The following review has spoilers for last weekend’s premiere episodes of Work in Progress Season Two.
“I think it’s difficult for everyone acknowledging whatever trauma of whatever form you’ve been through in your life is enough to fracture you in the ways that you’re fractured,” co-host Sarah Marshall mused in an episode of her podcast You’re Wrong About. “You can look back on your life and be like wow I have all of these issues and they came from what the true crime books would call an idyllic American childhood… we are the way that we are because we’re humans and we’re fragile and we have a hard time with intimacy and loving each other and accepting ourselves and that’s just the human condition. You don’t have to have been roasted on a spit by Satanists in order to just have a hard time being a human being.”
I kept thinking about this quote as I watched the second season premiere of Work in Progress. It’s been a year and a half since we left Abby McEnany’s semi-autobiographical queer dyke standing in the snow — suicidal, rejected, having just hurt the person she loves. But here we are picking up soon after and she’s mostly doing alright. She got promoted, her best friend Campbell (Celeste Pechous) moved in with her, and she’s looking for a new therapist. “Life just got in the way of me killing myself,” she tells one of the many candidates.
If the first season was a spiral, the second seems to be about the mundanity of doing okay. And like the first season, its humor, its pathos, its power is found in its casual, low-key specificity.
Work in Progress is unique in its focus on Abby — one need only watch Showtime’s previous timeslot to recognize the rarity on TV of a fat butch dyke whose ex is a non-binary trans man. But it’s also unique in its insistence that Abby’s life is enough, that her story alone is worthy of a television show.
The first episode of the new season checks back in with Abby. We see her in several new therapists’ offices. We see her at work and with her sister and with her friends. And we even learn from King (Armand Fields) that her now ex Chris (Theo Germaine) is getting top surgery, though he and Abby are no longer speaking. But it’s the second episode that deepens this new season, offering us a journey through Abby’s past.
Starting with therapist #1, we follow child Abby (Shaya Harris) as she learns how to cope with her anxiety and OCD. (Yes, this season has swapped dwindling almonds for increasing shrinks.) She’s a fairly normal kid despite her eccentricities.

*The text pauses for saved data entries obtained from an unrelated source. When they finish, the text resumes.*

PR #156, opened 2026-06-05

zubeensyed:
## Summary

- Fixes swapped JSON serialization tags for `RevocationReason` and `RevocationMessage` on the `CMKeyJSON` struct in `internal/provider/cm/schema_cm.go`, which affects the `ciphertrust_cm_key` resource.
- Before the fix, `RevocationReason` serialized to `"revocationMessage"` and `RevocationMessage` serialized to `"revocationReason"`, so Create and Update operations stored each value in the wrong CipherTrust Manager field.
- Adds two unit tests pinning the wire contract and `omitempty` behaviour, plus one acceptance test that verifies the server-side values round-trip correctly.
- Adds a "Bug Fixes" entry to `changelog.md`.

## Motivation

Implements [TFIN-286]: `ciphertrust_cm_key` `revocation_reason` and `revocation_message` are serialized with swapped JSON tags causing perpetual drift.

The `CMKeyJSON` struct used by the `ciphertrust_cm_key` resource carried inverted camelCase JSON tags on the two revocation fields. The Terraform attribute names (`revocation_reason`, `revocation_message`) and the Go field names were correct, but the outbound wire payload swapped their values. A user setting `revocation_reason = "Unspecified"` and `revocation_message = "decommissioned"` would have those values stored on CM under the opposite fields, producing perpetual drift and incorrect server-side state.

- Un-swaps the two camelCase JSON tags on the `CMKeyJSON` struct:
  - `RevocationReason` now serializes to `json:"revocationReason,omitempty"` (was `json:"revocationMessage,omitempty"`).
  - `RevocationMessage` now serializes to `json:"revocationMessage,omitempty"` (was `json:"revocationReason,omitempty"`).
- `omitempty` is preserved on both fields. No Go field rename and no Terraform attribute rename.

The fix propagates automatically to both CRUD call sites in `internal/provider/cm/resource_cm_key.go`, which populate the shared `CMKeyJSON` struct rather than an inline map:
- Create (around lines 770–774)
- Update (around lines 1208–1212)

No code change was required in `resource_cm_key.go`.

The affected resource uses the `URL_KEY_MANAGEMENT` endpoint (`api/v1/vault/keys2`), already defined in `internal/provider/common/urls.go`. No new URL constant was added. The corrected tag names (`revocationReason` / `revocationMessage`) match the camelCase field names CM uses on the key object, consistent with the read path in `data_source_cm_keys.go`.

- Adds a "Bug Fixes" entry under the `# 1.0.1` heading noting the fix and that users who previously inverted their HCL values to work around the bug must swap them back.

- `TestCMKeyJSON_RevocationTagSerialization` — marshals a `CMKeyJSON` with both revocation fields set and asserts each value serializes to its correctly-named tag (and explicitly that the tags are not swapped). Pure unit test, no CM dependency.
- `TestCMKeyJSON_RevocationTagOmitempty` — marshals with only one revocation field set at a time and asserts the empty field is omitted from the wire payload. Guards against accidental loss of `omitempty`.

- Adds `TestAccCipherTrustCMKey_RevocationFieldsRoundtrip` — creates a `ciphertrust_cm_key` with `revocation_reason` and `revocation_message` set, then asserts the server-side CM fields hold the matching (non-swapped) values.
- Adds the `testAccCheckCMKeyRevocationOnServer` helper, which fetches the key from CM by resource ID via `client.GetById(ctx, uuid, keyID, common.URL_KEY_MANAGEMENT)` and asserts the server-side `revocationReason` and `revocationMessage` fields (read with `gjson`) match the HCL inputs. This is the only end-to-end guarantee that the tag fix produced the intended CM-side state.

## Schema attributes

No schema attribute changes. The existing attributes on `ciphertrust_cm_key` are unchanged:

|---|---|---|---|
| `revocation_reason` | `types.String` | Optional | Now serializes to `revocationReason` (mutable, no `RequiresReplace`) |
| `revocation_message` | `types.String` | Optional | Now serializes to `revocationMessage` (mutable, no `RequiresReplace`) |

This is a pure outbound-serialization fix.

She moves a lot for her dad’s job, but she always seems to find friends. She’s fat and gay and precocious but the bullying she receives is minimal. And while, to quote one of the therapists, “her brain works differently,” she finds support in a feminist mom who not only takes her to these various therapists but talks her down each night with a soothing repetition of OCD-countering affirmations.
These first two episodes manage to find plenty of humor in bad therapists — and Abby’s neurotic dismissal of good ones — but most of this episode is spent with a great therapist: #4 Dr. Oh (Helen Joo Lee). She’s patient and understanding and nonjudgmental and provides Abby with her primary coping mechanism of journaling. Through her we see that while therapy isn’t a cure, it can provide support. Abby has so much support.
But she doesn’t have her father. He’s not dead or abusive or even all that mean. He just works a lot and is emotionally distant. He’s just the reason Abby always has to move. This is enough to build resentment. This is enough for a fragile, mentally ill queer kid to feel lost.
We talk a lot about how the history of queer representation is tragic. We also talk about how to counter that tragedy the community is eager for conventional happy endings. But the real counter to capital T Trauma isn’t Joy — it’s lower case t trauma. Maybe you think Abby hasn’t experienced a life that justifies her bad behavior. But she doesn’t behave badly because of some tragic backstory. She behaves badly because she’s human and sometimes humans behave badly. Because of trauma, because of mental illness, but also just because.
I love Abby because of this bad behavior as much as I love her for being funny and affectionate and sharp. I love that this beautiful exploration of mental illness and queer community is back on our screens. I love how we’re all imperfect, but trying our bests to get better, every episode, every season, of our complicated little lives.